Several days later, I noticed a blog entitled “A Golden Rule Tutorial by Martin Short” on a site that prides itself on pointing out ethical problems and dilemmas from all segments of society. The author of the blog praised Mr. Short by saying, “Short is a good man, a nice guy, and an ethical human being. He did the right thing.” Fair enough. I agree completely with that assessment.

However, before reaching that conclusion, the author blasted Ms. Gifford. Here are a few of his statements about her:

“…his host, the flighty Kathy Lee Gifford, could not reasonably be expected to uphold the basic standards of professional journalism.”

“Gifford then went into full Kathy Lee mode, which resembles a boa constrictor squeezing a goat.”

“…maybe she will stop being lazy and make sure she is prepared for live interviews so she doesn’t mistreat her future guests the way she did Martin Short.”

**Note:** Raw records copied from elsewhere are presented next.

PR #1373, opened 2021-11-30
Feat(eos_validate_state): Allowing configurable xcvr manufacturers

### LINKED ISSUE #997: eos_validate_state role whitelist transceiver vendors
**Issue Type**

- [ ] Template enhancement
- [x] Role enhancement
- [ ] Documentation enhancement (avd.sh)

We are using 3rd party optics with a verified vendor from our point of view. eos_validate_state role  reports "transceivers manufacturers" as FAIL.

 Make it possible to whitelist vendors via a variable.

**Additional context**

xaviramon:
## Change Summary

Currently, if XCVR manufacturer is not in the following list, the test is failing, while the interface may be working as expected: 
- 'Not Present'
- 'Arastra, Inc.'
- 'Arista Networks'

This PR allows the user to configure a list of accepted XCVR manufacturers to avoid failing these tests.

## Related Issue(s)

Fixes #997 

## Component(s) name

## Proposed changes
Task in hardware.yml file is modified to validate output of XCVR manufacturer agains a list defined in eos_validate_state/defaults/main.yml. 
This list is either the user-defined list under validation_role.xcvr_own_manufacturers variable OR the defined default (Arastra, Arista Networks). The variable is defined at fabric level: 
```
validation_role:
  xcvr_own_manufacturers:
    - Manufacturer 1
    - Manufacturer 2
```
The ansible task is only validating the manufacturer of the XCVR when it is present, so no need of defining the manufacturer "Not Present". This also eliminates noise in the results file, since we do not consider "Not present" as a successful test, we simply do not consider it and this can be catch in different tests (ie P2P ping test) if it should be installed.

This leads to a validation of the result.failed variable when building the CSV file, as the ansible task is executed but is does not fail.
Also, the report in CSV is piped with `| arista.avd.natural_sort` to print all interfaces in order, making it more "human readable".

## How to test
Generate a playbook with the testing devices included and run the eos_validate_state role against it.

Device should have a XCVR different from the above list.

### User Checklist

- N/A

### Repository Checklist

### DIFF
--- a/ansible_collections/arista/avd/roles/eos_validate_state/defaults/main.yml
+++ b/ansible_collections/arista/avd/roles/eos_validate_state/defaults/main.yml
@@ -23,4 +23,4 @@ structured_dir_name: 'structured_configs'
 structured_dir: '{{ output_dir }}/{{ structured_dir_name }}'
 
 # Allow different manufacturers
-accepted_xcvr_manufacturers: "{{ validation_role.xcvr_own_manufacturers + ['Not Present', 'Arastra, Inc.', 'Arista Networks'] }}"
+accepted_xcvr_manufacturers: "{{ validation_role.xcvr_own_manufacturers | arista.avd.default(['Arastra, Inc.', 'Arista Networks']) }}"
--- a/ansible_collections/arista/avd/roles/eos_validate_state/defaults/main.yml
+++ b/ansible_collections/arista/avd/roles/eos_validate_state/defaults/main.yml
@@ -13,6 +13,9 @@ eos_validate_state_csv_report_path: '{{ eos_validate_state_dir }}/{{ fabric_name
 # Only support default and github
 validate_state_markdown_flavor: "default"
 
+# Allow different manufacturers
+accepted_xcvr_manufacturers: "{{ validation_role.xcvr_own_manufacturers | arista.avd.default(['Arastra, Inc.', 'Arista Networks']) }}"
+
 # AVD configurations output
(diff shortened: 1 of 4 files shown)


tgodaA (approved):
LGTM!

ansible_collections/arista/avd/roles/eos_validate_state/defaults/main.yml
```diff
@@ -21,3 +21,6 @@ output_dir: '{{ root_dir }}/{{ output_dir_name }}'
 # Output for structured YAML files:
 structured_dir_name: 'structured_configs'
 structured_dir: '{{ output_dir }}/{{ structured_dir_name }}'
+
+# Allow different manufacturers
+accepted_xcvr_manufacturers: "{{ validation_role.xcvr_own_manufacturers + ['Not Present', 'Arastra, Inc.', 'Arista Networks'] }}"
```
ClausHolbechArista: missing documentation update on this new knob.
Also I think it is unnecessary complex to take one knob as input and have hidden builtin extras. Would be simpler to just set the right knob with the default value and leave it to the user to set `accepted_xcvr_manufacturers` directly and include the defaults when they add more. Maybe they want to _not_ allow one of the defaults.

xaviramon:
Implemented changes and changed the behaviour.

onurgashi (approved):
LGTM

tgodaA (approved):
LGTM!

” [Short] had not one but two opportunities to make Gifford look like the fool she is…”

Don’t you find it ironic that someone who blogs about ethics and evokes the Golden Rule would be so unkind? By responding to the situation with insults, the author breached his own definition of what was right. He countered Ms. Gifford’s unintentional incivility with purposeful put-downs–an all to common occurrence in our society. As long as we continue to “fight fire with fire” in this manner, incivility will spread and thrive.

Of course, the author is entitled to his opinion about Ms. Gifford. Most of us would probably agree that her interview questions showed a lack of preparedness. But, Mr. Short got it right when he said, “…there’s no ill will intended.” He realized that Ms. Gifford did not set out to hurt him with her questions. The author of the ethics blog could learn a lesson from Mr. Short. Obviously, his intention in insulting Ms. Gifford was to hurt her. Perhaps in the future, he might consider embracing civility (and the Golden Rule) instead.